[cross-posted at Dangerously Irrelevant as guest blogger for Dr Scott McLeod]
My life as an international educator is bursting with exciting opportunities and experiences. Being a guest blogger for Dr Scott McLeod is one challenge I have been looking forward to. As a leader in educational technology I blog about my own journey in the classroom as well as interactions and collaborations with colleagues around the world and try to make sense of the changing learning landscape.
Recently I have had the opportunity to attend in person conferences in Madrid, Prague and Mumbai. I have also been able to attend virtually a number of online events/conferences, in particular EduCon 2.0, where I was Skyped in by George Mayo to discuss global collaboration and the amazing CUE 2008 this past weekend where I was Skyped in by Steve Hargadon to a session discussing Web 2.0 in Education. I have been reflecting on what it means to be a 21st century conference attendee and presenter at, as it is being called, Conference 2.0. Gone are the days when information is only delivered via the conference presenter and only at the conference. Gone are the days where information is uni-directional and non-conversational. Gone are the days when information is delivered via hard-copy handout and boring bullet-points on a ubiquitous slideshow.

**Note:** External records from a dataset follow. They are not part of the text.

PR #4620, opened 2026-08-18
Implement Apple Pay and Google Pay in JS SDK v6 (5782)

stracker-phil:
*Changelog:* `(none - behind the disabled sdk_v6 feature flag)`

# Description

## 🎯 The goal

Add **Apple Pay and Google Pay** to the v6 SDK stack, which so far had only express buttons and card fields. Both wallets now use the v6 session API and work on product page, cart, checkout, and mini-cart.

Both wallets are described once in `walletRegistry.js` (and `WalletPlacement` on the PHP side) and driven from there, so only `applePay.js` and `googlePay.js` hold wallet-specific behavior. Placement on classic checkout is decided centrally in `gatewayPlacement.js`, because the wallet rows share "Place order" and the express wrapper.

This targets the epic branch, not `develop`. Detailed review happens before the epic merges.

## 🖼️ Visual proof

| Apple Pay | Google Pay |
|---|---|
| 2026-08-18 - Apple Pay | 2026-08-18 - Google Pay |


modules/ppcp-sdk-v6/resources/js/wallets/applePay.js
```diff
@@ -0,0 +1,293 @@
...
+		// between the sheet closing and payWithWallet's redirect.
+		spinner?.block();
+
+		try {
+			// This is what adds a viewed product to the real cart. Its total is
+			// discarded: the shopper must be charged what the sheet showed them.
+			const { purchaseUnits } = await resolveWalletTotal(
+				config,
+				context
+			);
```
Narek13, line 206: **The sheet total and the charged amount are two independent numbers, never compared.**

The comment says the resolved total is discarded so the shopper is charged what the sheet showed. It is the other way round: the sheet was opened with `sheetTotal.get()` (line 107), and what prices the order is `purchaseUnits` from this call  from `changeCart()` against the live product form on a product page, or from the WC cart when `purchaseUnits` is `[]`. Nothing reconciles them, so any drift between the cached sheet value and the cart at authorisation time is charged silently.

Google Pay avoids this structurally by resolving the total *before* `loadPaymentData`, which makes the asymmetry look accidental.

Cheapest fix that preserves the comment's promise:

```js
const { total, purchaseUnits } = await resolveWalletTotal( config, context );

if ( total && total !== sheetTotal.get() ) {
    throw new Error( 'The order total changed after the sheet opened.' );
}
```

The `throw` lands in the existing `catch`, which already reports `STATUS_FAILURE` to Apple, so the buyer is told the payment failed instead of being charged an amount they never saw.

modules/ppcp-sdk-v6/resources/js/wallets/applePay.js
```diff
@@ -0,0 +1,293 @@
...
+		// the button could never open a second sheet.
+		appleSession.oncancel = () => {
+			paying = false;
+			spinner?.unblock();
+			refreshCartUi( context );
+		};
+
+		// Presents the sheet, and only then asks for merchant validation.
+		appleSession.begin();
+	}
```
Narek13, line 155: **A throw here kills the button for the rest of the page, silently.**

`paying = true` on line 116, then `new window.ApplePaySession(...)` and `begin()` on line 145, with no `try`/`catch` anywhere in `pay()`. Both throw synchronously — consumed user gesture, malformed request, a currency or `supportedNetworks` Apple rejects. `paying` is never reset, so every later tap returns at the guard on line 103: the button does nothing, no error is shown, and only a reload recovers.

`googlePay.js` gets this right with a `finally`. Wrapping the constructor through `begin()` in a `try`/`catch` that resets `paying`, unblocks the spinner and calls `handleError` would close it. No test covers a throwing constructor.

modules/ppcp-sdk-v6/resources/js/wallets/googlePay.js
```diff
@@ -0,0 +1,167 @@
...
+		}
+		paying = true;
+
+		try {
+			// Resolved before the sheet opens: the sheet must display the same
+			// total that createOrder() then charges.
+			const { total, purchaseUnits } = await resolveWalletTotal(
+				config,
+				context
+			);
```
Narek13: **Opening and dismissing the sheet destroys the buyer's cart.**

On a product page this reaches `changeCart()`, which per its own docblock *"Empties the cart first"* — and it runs before `loadPaymentData` below. The cancel branch treats `CANCELED` as a non-event and restores nothing, nor does it call `refreshCartUi`, so the mini-cart keeps showing the old contents until the next page load.

Buyer with four items taps Google Pay on a product page to check the price, dismisses the sheet, and their cart is now that one product.

I see this is already known — `endpointsAdapter.js:122-125` has a TODO saying Google Pay should read `simulateCart()` instead. Flagging it because it is a data-loss bug the buyer cannot see or undo, so it seems worth pulling ahead of "phase 3" rather than shipping the wallet with it. Apple has the same hole on the failure path, though not on cancel.

modules/ppcp-sdk-v6/resources/js/wallets/googlePay.js
```diff
@@ -0,0 +1,167 @@
...
+
+			const paymentData = await client.loadPaymentData(
+				buildPaymentDataRequest( sessionConfig, {
+					countryCode: config.buyer_country,
+					currencyCode: config.currency,
+					total,
+				} )
+			);
```
Narek13, line 118: **No empty-total guard, unlike the Apple bridge.**

`resolveWalletTotal` returns `''` when the product branch yields no purchase units (`walletTotal.js:31`, and its test pins that), and `''` goes straight into `transactionInfo.totalPrice` with `totalPriceStatus: 'FINAL'` — a raw Google `DEVELOPER_ERROR` toast for the buyer, with the cart already emptied by then. `applePay.js:107-114` refuses in exactly this case ("Refusing beats charging a total the shopper never saw").

```suggestion
			if ( ! total ) {
				// Refusing beats charging a total the shopper never saw, as the
				// Apple bridge already does.
				throw new Error(
					'Google Pay could not determine the order total.'
				);
			}

			const paymentData = await client.loadPaymentData(
				buildPaymentDataRequest( sessionConfig, {
					countryCode: config.buyer_country,
					currencyCode: config.currency,
					total,
				} )
			);
```

modules/ppcp-sdk-v6/resources/js/wallets/googlePay.js
```diff
@@ -0,0 +1,167 @@
...
+			} );
+		} catch ( error ) {
+			// The buyer dismissing the sheet is not a failure to report.
+			if ( error?.statusCode !== 'CANCELED' ) {
+				handleError( error );
+			}
+		} finally {
+			paying = false;
+			spinner?.unblock();
+		}
```
Narek13: **The `finally` re-arms the button while the redirect is still in flight.**

It runs on the success path too, right after `payWithWallet` started a `location.assign` or submitted the checkout form. The overlay disappears, `paying` flips back to `false`, and for the second or two the navigation takes the buyer has a live Google Pay button — a second tap starts a second `createOrder`/`confirmOrder`. `applePay.js:218-219` deliberately does the opposite and keeps the spinner up.

The re-entrancy guard is defeated by its own cleanup. Resetting only on the paths that stay on the page:

```suggestion
		} catch ( error ) {
			// The buyer dismissing the sheet is not a failure to report.
			if ( error?.statusCode !== 'CANCELED' ) {
				handleError( error );
			}

			// Only on the paths that stay on the page: on success payWithWallet
			// has already started the redirect or submitted the form.
			paying = false;
			spinner?.unblock();
		}
```

Note `googlePay.test.js` pins both halves of the current behaviour ("blocks the spinner only once the sheet has closed" asserts the unblock on success; the double-click test asserts a second click is allowed after a *successful* payment), so those two tests need to move with the fix.

modules/ppcp-sdk-v6/resources/js/wallets/googlePayRequest.js
```diff
@@ -0,0 +1,81 @@
...
+ *
+ * Shipping on requires the caller to also pass an onPaymentDataChanged
+ * callback, or Google rejects the request. It does not restrict countries via
+ * shippingAddressParameters yet. Shipping off: the address comes off the
+ * payment token instead, see walletContacts.js.
+ *
+ * @param {Object}  sessionConfig                     - The v6 session config, from
+ *                                                      formatConfigForPaymentRequest().
+ * @param {Object}  transaction                       - What the buyer is about to pay.
+ * @param {string}  transaction.countryCode           - The merchant country.
```
Narek13, line 46: **This says merchant country; the caller passes the buyer's.**

`googlePay.js:114` passes `config.buyer_country`, which `SdkV6Manager.php:424-426` defines as `WC()->customer->get_billing_country()` with a base-location fallback. `applePayRequest.js:40` uses `sessionConfig.merchantCountry` for the same concept, so the two wallets disagree about what this field means.

modules/ppcp-sdk-v6/src/Helper/WalletConfig.php
```diff
@@ -0,0 +1,107 @@
...
+	 * Neither wallet can be offered for subscriptions (they have no vaulting).
+	 */
+	private function is_product_supported( string $context ): bool {
+		$contains_subscription = $this->subscription_helper->locations_with_subscription_product();
+
+		// The product page is judged by what it displays; every other page by the
+		// cart contents.
+		$location = 'product' === $context ? 'product' : 'cart';
+
+		return false === ( $contains_subscription[ $location ] ?? false );
```
Narek13: **Renewals slip through this gate, so wallets render on subscription renewals.**

`locations_with_subscription_product()` returns three keys, and `cart` is deliberately `cart_contains_subscription() && ! $cart_contains_renewal`, while `payorder` is the key that carries `$cart_contains_renewal`. Mapping every non-product context onto `cart` therefore reads `false` for a renewal: `should_render( 'pay-now' )` returns true, `wallet_script_data()` emits `styles['pay-now']`, and the button renders on the pay-for-order page of a renewal — the case this class's docblock says must be blocked, since neither wallet vaults.

v5 checks `payorder` explicitly, and `script_data()` never exposes the array, so the JS cannot compensate.

```suggestion
		// The product page is judged by what it displays.
		if ( 'product' === $context ) {
			return false === ( $contains_subscription['product'] ?? false );
		}

		// Every other page by the cart, plus payorder: it is the only key that
		// flags a renewal, which `cart` deliberately excludes.
		return false === ( $contains_subscription['cart'] ?? false )
			&& false === ( $contains_subscription['payorder'] ?? false );
```

`ApplePayConfigTest` / `GooglePayConfigTest` hard-code `'payorder' => false` and never pass `'pay-now'`, which is why this is green.

modules/ppcp-sdk-v6/src/Endpoint/SimulateCartEndpoint.php
```diff
@@ -0,0 +1,87 @@
...
+		if ( ! apply_filters( 'woocommerce_paypal_payments_simulate_cart_enabled', true ) ) {
+			wp_send_json_error(
+				array(
+					'name'    => '',
+					'message' => 'Cart simulation is disabled.',
+					'code'    => 0,
+					'details' => array(),
+				)
+			);
+		}
```
Narek13, line 67: **Missing `return`, so the kill-switch can be bypassed** and the filter needs its `@param`.

`wp_send_json_error()` ends in `wp_die()` in production, but `wp_die_ajax_handler` is a filter; where something makes it non-exiting, execution falls through to product parsing and two JSON bodies are emitted. The PR's own test documents the fall-through.

```suggestion
		/**
		 * The filter that switches cart simulation off, honoured here too so a
		 * merchant who disabled it does not get it back through this endpoint.
		 *
		 * @param bool $enabled Whether cart simulation is enabled.
		 */
		if ( ! apply_filters( 'woocommerce_paypal_payments_simulate_cart_enabled', true ) ) {
			wp_send_json_error(
				array(
					'name'    => '',
					'message' => 'Cart simulation is disabled.',
					'code'    => 0,
					'details' => array(),
				)
			);

			return;
		}
```

modules/ppcp-sdk-v6/src/Assets/SdkV6Manager.php
```diff
@@ -175,12 +235,104 @@ public function render_wrapper(): void {
...
+	 * buyer can pay, because eligibility is only knowable client-side: a browser
+	 * without a saved card, or without Apple Pay set up, would otherwise be
+	 * offered a row that cannot complete. Same attribute shape as v5's
+	 * GooglePayButton, which the v6 JS removes the same way its PaymentButton did.
+	 */
+	public function render_wallet_gateway_wrappers(): void {
+		foreach ( $this->wallets as $wallet ) {
+			if ( ! $this->is_wallet_gateway( $wallet ) ) {
+				continue;
+			}
```
Narek13: **The row is hidden under a weaker condition than the one that reveals it, so it can stay hidden with no button.**

`is_wallet_gateway()` checks only "classic checkout + gateway available". `revealWalletGateway()` runs on the JS render path, which additionally needs `styles['checkout']`, i.e. `should_render( 'checkout' )` — so the two differ by availability and the subscription gate. With a subscription in the cart (or via the `payorder` gap in `WalletConfig`), PHP hides the Apple Pay row, the JS never boots, and the row is gone for the rest of the page with no other way to select that gateway. v5 prints its equivalent style only behind the full eligibility gate.

```suggestion
		foreach ( $this->wallets as $wallet ) {
			// Both conditions: the row must only be hidden when the JS will also
			// reveal it, and revealWalletGateway() runs on the render path, which
			// needs should_render( 'checkout' ) as well.
			if ( ! $this->is_wallet_gateway( $wallet )
				|| ! $wallet->config->should_render( 'checkout' ) ) {
				continue;
			}
```

Narek13 (commented):
Thanks a lot @stracker-phil for working on this huge PR. I posted some doubts which I found, but could be false positives since I wasn’t able to test the behavior manually. If you think everythingis ok, I’ll be happy to approve it.
Also Nothing covers the new SdkV6Manager behaviour:
- `render_wallet_gateway_wrappers()` output
-  `wallet_script_data()` shape
- `should_load_on_current_page()` wallet branches.

modules/ppcp-sdk-v6/src/Endpoint/SimulateCartEndpoint.php
stracker-phil: Ignoring this. Though technically correct, this is a non-issue for us:

If a WooCommerce shop really implements a filter that does not terminate after `wp_die()`then this endpoint is the smallest problem they have.

I'd treat every `wp_die()` call as a contract that guarantees the request to terminate. The documented fall-through is a test-environment-issue (since the stub does not terminate the test suite)

modules/ppcp-sdk-v6/src/Helper/WalletConfig.php
stracker-phil: Looks correct, thanks for the suggestion. Updated the PR

modules/ppcp-sdk-v6/resources/js/wallets/googlePayRequest.js
stracker-phil: Thanks, this would have been a tricky bug to track!

modules/ppcp-sdk-v6/resources/js/wallets/applePay.js
stracker-phil: Looks like a valuable addition to harden the payment method. thanks for pointing it out - added to the PR

modules/ppcp-sdk-v6/resources/js/wallets/googlePay.js
stracker-phil: This looks like a theoretical problem; I could not find a branch that really provides an empty total.

Apple Pay and Google Pay are different in this respect: While GP fetches the total async/delayed, AP needs the total to be present at page load, which is why it has a different protection here. Claude agrees: "The asymmetry is intentional here"

modules/ppcp-sdk-v6/resources/js/wallets/applePay.js
stracker-phil: Looks very theoretical, and I do not think we should throw here. The totals will be identical, though the formatting or data type can be different while the amount being equal, eg "10" vs "10.00" should never throw

This asymmetry is intentional and one of the current few structural differences between Google Pay and Apple Pay.

Narek13 (approved):
Thanks @stracker-phil for providing the explainations and for implementing the changes.
LGTM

To be a leader in education today means to be a contributor, not a passive onlooker. A 'conference' opportunity is to be embraced for all of the dynamic cross-links and flowing ideas it brings. Let's use Web 2.0 tools and what ever else we can online to enhance and extend the experience and learning.
So what does a Conference 2.0 look like? On one level it has presenters who have set up learning experiences and objects ahead of time including posting resources online and organizing virtual input via Skype and chat etc. Let me tell a story here and then give credit to some great colleagues out there who are already writing about this in a more succinct way than I am.
My experience at the ASB Unplugged conference in Mumbai, India recently highlighted the need to be mobile, online and interacting at different levels. Connected to the WLAN and therefore with connectivity to the world (the only way to be at a conference!) I was able to 'moblog' to our school Ning (mobile blogging, or blogging on the run, a phrase coined by David Warlick I believe), Twitter, Google Chat and search for resource URLs as presenters mentioned them...all at the same time. In one session I remember Twittering with Kim Cofino, who was also attending a conference in Berlin, Germany, while at the same time chatting with Vicki Davis, who was also at a conference presenting on our Flat Classroom Project and more in Illinois ICE and wowing the crowd with her exemplary style and sharing her latest Zoho online material with me, while continuing to blog and interact with people back at Qatar Academy via the Ning and also with people around me re the current presentation in Mumbai.
What I really missed in Mumbai was what is called a 'backchannel' where the audience (real and virtual) can chat about the presentation. An effective way to do this is to have the backchannel (using a tool such as chatzy.com) projected onto the screen so the whole room can see what is being said (including the presenter) and react to it as needed. This method was also used by Karl Fisch, although using slightly different tools, for his fishbowl sessions with students and guests discussing Pink's 'A Whole New Mind' recently.
What I also miss at non-Conference 2.0 events is the use of RSS as the glue to bind us all together. Once again David Warlick leads the way with his hitchhikr.com conference aggregator. I need to know where I can find other blog posts, images, etc tagged for the events I am in. I need to know what the tagging standard is so I can use it. I feel this still has not caught on with educators around the world as it should have done.
I am in awe of the recent blog post by Steve Hargadon detailing his views and experiences with Conference 2.0 ideals and thoroughly recommend his new wiki Conference 2.0 where, in typical Steve style he has provided a valuable resource and service for everyone to use when attending/presenting at a conference. Describing this wiki he states:
"Web 2.0 has provided a number of opportunities for new collaborative events to take place at and around conferences. The events can enhance participants' connections, dialog, and engagement. Here are a number of these activities that can be planned specifically for educational technology." A recent blog post "The Ultimate Conference Attendee" by Will Richardson, although a little esoteric, has similar sentiments.
So, it is true, the global stage does await every real and virtual attendee at a conference. There are opportunities to foster and continue conversations, make connections, squeeze the essence out of each session and breath life into the topic. Is this information overload? Is this too geeky for the average conference goer....well yes, maybe it is however let's lead the way, let's set the standards internationally and move beyond the static, dry, hard-copy handout, non-Internet based session that does not deserve to exist in the Conference 2.0 mode.